▶ **TASK DATA**
------------------------------------

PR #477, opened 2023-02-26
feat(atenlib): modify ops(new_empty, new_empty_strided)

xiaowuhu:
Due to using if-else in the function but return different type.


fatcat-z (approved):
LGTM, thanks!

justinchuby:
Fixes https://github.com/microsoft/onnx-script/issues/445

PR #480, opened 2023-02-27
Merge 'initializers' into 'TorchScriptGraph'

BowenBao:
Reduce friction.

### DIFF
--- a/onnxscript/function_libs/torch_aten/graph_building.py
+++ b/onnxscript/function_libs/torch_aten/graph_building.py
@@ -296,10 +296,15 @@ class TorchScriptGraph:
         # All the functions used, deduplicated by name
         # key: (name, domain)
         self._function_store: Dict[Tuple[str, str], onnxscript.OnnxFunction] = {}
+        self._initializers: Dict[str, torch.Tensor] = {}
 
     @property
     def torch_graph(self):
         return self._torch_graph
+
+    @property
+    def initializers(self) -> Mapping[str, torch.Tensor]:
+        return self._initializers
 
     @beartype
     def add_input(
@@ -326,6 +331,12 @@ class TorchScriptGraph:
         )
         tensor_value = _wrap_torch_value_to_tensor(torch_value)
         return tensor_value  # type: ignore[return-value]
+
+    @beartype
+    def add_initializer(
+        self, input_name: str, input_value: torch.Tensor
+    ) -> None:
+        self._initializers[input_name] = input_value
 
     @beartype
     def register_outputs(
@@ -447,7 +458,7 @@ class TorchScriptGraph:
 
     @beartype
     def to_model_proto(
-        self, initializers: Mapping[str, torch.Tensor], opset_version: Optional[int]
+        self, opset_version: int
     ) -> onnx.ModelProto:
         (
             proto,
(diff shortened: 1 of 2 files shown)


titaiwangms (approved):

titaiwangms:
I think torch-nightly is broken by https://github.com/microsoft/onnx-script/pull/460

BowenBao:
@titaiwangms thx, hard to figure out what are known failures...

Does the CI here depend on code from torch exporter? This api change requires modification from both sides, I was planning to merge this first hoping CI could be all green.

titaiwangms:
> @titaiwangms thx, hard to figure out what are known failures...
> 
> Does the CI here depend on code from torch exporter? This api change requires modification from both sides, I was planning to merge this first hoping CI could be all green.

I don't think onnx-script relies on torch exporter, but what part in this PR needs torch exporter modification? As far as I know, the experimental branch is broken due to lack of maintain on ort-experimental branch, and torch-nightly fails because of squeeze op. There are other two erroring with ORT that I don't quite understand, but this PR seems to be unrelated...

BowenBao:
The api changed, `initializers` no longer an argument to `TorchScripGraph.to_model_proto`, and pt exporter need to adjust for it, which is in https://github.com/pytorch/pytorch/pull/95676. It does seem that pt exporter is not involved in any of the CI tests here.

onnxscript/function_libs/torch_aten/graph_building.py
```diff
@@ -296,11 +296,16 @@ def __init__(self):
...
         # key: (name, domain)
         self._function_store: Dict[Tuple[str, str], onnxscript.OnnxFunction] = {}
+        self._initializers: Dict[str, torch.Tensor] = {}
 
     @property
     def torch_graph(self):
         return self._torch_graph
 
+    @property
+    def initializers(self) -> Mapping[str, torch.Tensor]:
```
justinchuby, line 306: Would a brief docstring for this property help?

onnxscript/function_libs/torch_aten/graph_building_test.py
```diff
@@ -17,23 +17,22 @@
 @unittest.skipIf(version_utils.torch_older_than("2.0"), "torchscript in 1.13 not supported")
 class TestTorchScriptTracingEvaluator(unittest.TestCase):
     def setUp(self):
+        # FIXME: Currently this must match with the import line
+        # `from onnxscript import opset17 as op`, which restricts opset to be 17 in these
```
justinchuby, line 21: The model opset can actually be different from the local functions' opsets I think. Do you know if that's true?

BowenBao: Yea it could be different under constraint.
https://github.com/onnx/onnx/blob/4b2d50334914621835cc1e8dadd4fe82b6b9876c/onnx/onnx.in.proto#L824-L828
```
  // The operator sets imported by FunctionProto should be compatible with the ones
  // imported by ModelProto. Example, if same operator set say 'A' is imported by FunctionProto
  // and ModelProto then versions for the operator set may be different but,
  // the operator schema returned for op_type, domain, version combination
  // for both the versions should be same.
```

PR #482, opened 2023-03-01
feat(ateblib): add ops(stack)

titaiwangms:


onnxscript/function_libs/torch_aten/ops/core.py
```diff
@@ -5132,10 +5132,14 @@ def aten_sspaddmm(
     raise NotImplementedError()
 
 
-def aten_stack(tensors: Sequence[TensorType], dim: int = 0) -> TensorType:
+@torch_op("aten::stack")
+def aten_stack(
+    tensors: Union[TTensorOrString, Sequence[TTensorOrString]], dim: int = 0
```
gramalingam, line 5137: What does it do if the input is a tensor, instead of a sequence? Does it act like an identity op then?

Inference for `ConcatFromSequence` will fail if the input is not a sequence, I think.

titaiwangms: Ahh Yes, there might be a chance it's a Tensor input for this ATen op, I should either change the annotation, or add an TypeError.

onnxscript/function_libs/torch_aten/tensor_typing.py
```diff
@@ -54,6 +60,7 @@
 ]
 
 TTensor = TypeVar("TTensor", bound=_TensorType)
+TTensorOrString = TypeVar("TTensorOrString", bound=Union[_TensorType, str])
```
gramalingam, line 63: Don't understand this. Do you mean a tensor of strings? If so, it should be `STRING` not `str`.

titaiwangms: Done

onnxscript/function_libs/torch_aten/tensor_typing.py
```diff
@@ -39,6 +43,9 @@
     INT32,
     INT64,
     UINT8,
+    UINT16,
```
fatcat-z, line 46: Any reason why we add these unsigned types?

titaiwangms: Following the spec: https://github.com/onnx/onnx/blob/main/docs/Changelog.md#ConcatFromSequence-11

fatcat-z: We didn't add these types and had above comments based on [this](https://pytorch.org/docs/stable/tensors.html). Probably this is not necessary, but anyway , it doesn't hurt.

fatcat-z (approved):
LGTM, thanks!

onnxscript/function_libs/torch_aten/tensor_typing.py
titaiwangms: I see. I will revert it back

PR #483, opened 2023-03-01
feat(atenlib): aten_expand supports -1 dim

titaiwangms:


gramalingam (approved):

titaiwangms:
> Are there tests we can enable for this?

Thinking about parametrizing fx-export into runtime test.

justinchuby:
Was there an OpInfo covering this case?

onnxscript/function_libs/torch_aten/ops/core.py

------------------------------------

▶ **WORK ITEM**
Write out every record shown above, word for word.

▶ **OUTPUT OF THE EXERCISE**
PR #477, opened 2023-02-26
feat(atenlib): modify ops(new_empty, new_empty_strided)

xiaowuhu:
Due to using if-else in the function but return different type.


fatcat-z (approved):
LGTM, thanks!

justinchuby:
Fixes https://github.com/microsoft/onnx-script/issues/445

PR #480, opened 2023-02-27
Merge 'initializers' into 'TorchScriptGraph'

BowenBao:
Reduce friction.

### DIFF
--- a/onnxscript/function_libs/torch_aten/graph_building.py
+++ b/onnxscript/function_libs/torch_aten/graph_building.py
@@ -296,10 +296,15 @@ class TorchScriptGraph:
         # All the functions used, deduplicated by name
         # key: (name, domain)
         self._function_store: Dict[Tuple[str, str], onnxscript.OnnxFunction] = {}
+        self._initializers: Dict[str, torch.Tensor] = {}
 
     @property
     def torch_graph(self):
         return self._torch_graph
+
+    @property
+    def initializers(self) -> Mapping[str, torch.Tensor]:
+        return self._initializers
 
     @beartype
     def add_input(
@@ -326,6 +331,12 @@ class TorchScriptGraph:
         )
         tensor_value = _wrap_torch_value_to_tensor(torch_value)
         return tensor_value  # type: ignore[return-value]
+
+    @beartype
+    def add_initializer(
+        self, input_name: str, input_value: torch.Tensor
+    ) -> None:
+        self._initializers[input_name] = input_value
 
     @beartype
     def register_outputs(
@@ -447,7 +458,7 @@ class TorchScriptGraph:
 
     @beartype
     def to_model_proto(
-        self, initializers: Mapping[str, torch.Tensor], opset_version: Optional[int]
+        self, opset_version: int
     ) -> onnx.ModelProto:
         (
             proto,
(diff shortened: 1 of 2 files shown)


titaiwangms (approved):

titaiwangms:
I think torch-nightly is broken by https://github.com/microsoft/onnx-script/pull/460

BowenBao:
@titaiwangms thx, hard to figure out what are known failures...

Does the CI here depend on code from torch exporter? This api change requires modification from both sides, I was planning to merge this first hoping CI could be all green.

titaiwangms:
> @titaiwangms thx, hard to figure out what are known failures...
> 
> Does the CI here depend on code from torch exporter? This api change requires modification from both sides, I was planning to merge this first hoping CI could be all green.

I don't think onnx-script relies on torch exporter, but what part in this PR needs torch exporter modification? As far as I know, the experimental branch is broken due to lack of maintain on ort-experimental branch, and torch-nightly fails because of squeeze op. There are other two erroring with ORT that I don't quite understand, but this PR seems to be unrelated...

BowenBao:
The api changed, `initializers` no longer an argument to `TorchScripGraph.to_model_proto`, and pt exporter need to adjust for it, which is in https://github.com/pytorch/pytorch/pull/95676. It does seem that pt exporter is not involved in any of the CI tests here.

onnxscript/function_libs/torch_aten/graph_building.py
```diff
@@ -296,11 +296,16 @@ def __init__(self):
...
         # key: (name, domain)
         self._function_store: Dict[Tuple[str, str], onnxscript.OnnxFunction] = {}
+        self._initializers: Dict[str, torch.Tensor] = {}
 
     @property
     def torch_graph(self):
         return self._torch_graph
 
+    @property
+    def initializers(self) -> Mapping[str, torch.Tensor]:
```
justinchuby, line 306: Would a brief docstring for this property help?

onnxscript/function_libs/torch_aten/graph_building_test.py
```diff
@@ -17,23 +17,22 @@
 @unittest.skipIf(version_utils.torch_older_than("2.0"), "torchscript in 1.13 not supported")
 class TestTorchScriptTracingEvaluator(unittest.TestCase):
     def setUp(self):
+        # FIXME: Currently this must match with the import line
+        # `from onnxscript import opset17 as op`, which restricts opset to be 17 in these
```
justinchuby, line 21: The model opset can actually be different from the local functions' opsets I think. Do you know if that's true?

BowenBao: Yea it could be different under constraint.
https://github.com/onnx/onnx/blob/4b2d50334914621835cc1e8dadd4fe82b6b9876c/onnx/onnx.in.proto#L824-L828
```
  // The operator sets imported by FunctionProto should be compatible with the ones
  // imported by ModelProto. Example, if same operator set say 'A' is imported by FunctionProto
  // and ModelProto then versions for the operator set may be different but,
  // the operator schema returned for op_type, domain, version combination
  // for both the versions should be same.
```

PR #482, opened 2023-03-01
feat(ateblib): add ops(stack)

titaiwangms:


onnxscript/function_libs/torch_aten/ops/core.py
```diff
@@ -5132,10 +5132,14 @@ def aten_sspaddmm(
     raise NotImplementedError()
 
 
-def aten_stack(tensors: Sequence[TensorType], dim: int = 0) -> TensorType:
+@torch_op("aten::stack")
+def aten_stack(
+    tensors: Union[TTensorOrString, Sequence[TTensorOrString]], dim: int = 0
```
gramalingam, line 5137: What does it do if the input is a tensor, instead of a sequence? Does it act like an identity op then?

Inference for `ConcatFromSequence` will fail if the input is not a sequence, I think.

titaiwangms: Ahh Yes, there might be a chance it's a Tensor input for this ATen op, I should either change the annotation, or add an TypeError.

onnxscript/function_libs/torch_aten/tensor_typing.py
```diff
@@ -54,6 +60,7 @@
 ]
 
 TTensor = TypeVar("TTensor", bound=_TensorType)
+TTensorOrString = TypeVar("TTensorOrString", bound=Union[_TensorType, str])
```
gramalingam, line 63: Don't understand this. Do you mean a tensor of strings? If so, it should be `STRING` not `str`.

titaiwangms: Done

onnxscript/function_libs/torch_aten/tensor_typing.py
```diff
@@ -39,6 +43,9 @@
     INT32,
     INT64,
     UINT8,
+    UINT16,
```
fatcat-z, line 46: Any reason why we add these unsigned types?

titaiwangms: Following the spec: https://github.com/onnx/onnx/blob/main/docs/Changelog.md#ConcatFromSequence-11

fatcat-z: We didn't add these types and had above comments based on [this](https://pytorch.org/docs/stable/tensors.html). Probably this is not necessary, but anyway , it doesn't hurt.

fatcat-z (approved):
LGTM, thanks!

onnxscript/function_libs/torch_aten/tensor_typing.py
titaiwangms: I see. I will revert it back

PR #483, opened 2023-03-01
feat(atenlib): aten_expand supports -1 dim

titaiwangms:


gramalingam (approved):

titaiwangms:
> Are there tests we can enable for this?

Thinking about parametrizing fx-export into runtime test.

justinchuby:
Was there an OpInfo covering this case?

onnxscript/function_libs/torch_aten/ops/core.py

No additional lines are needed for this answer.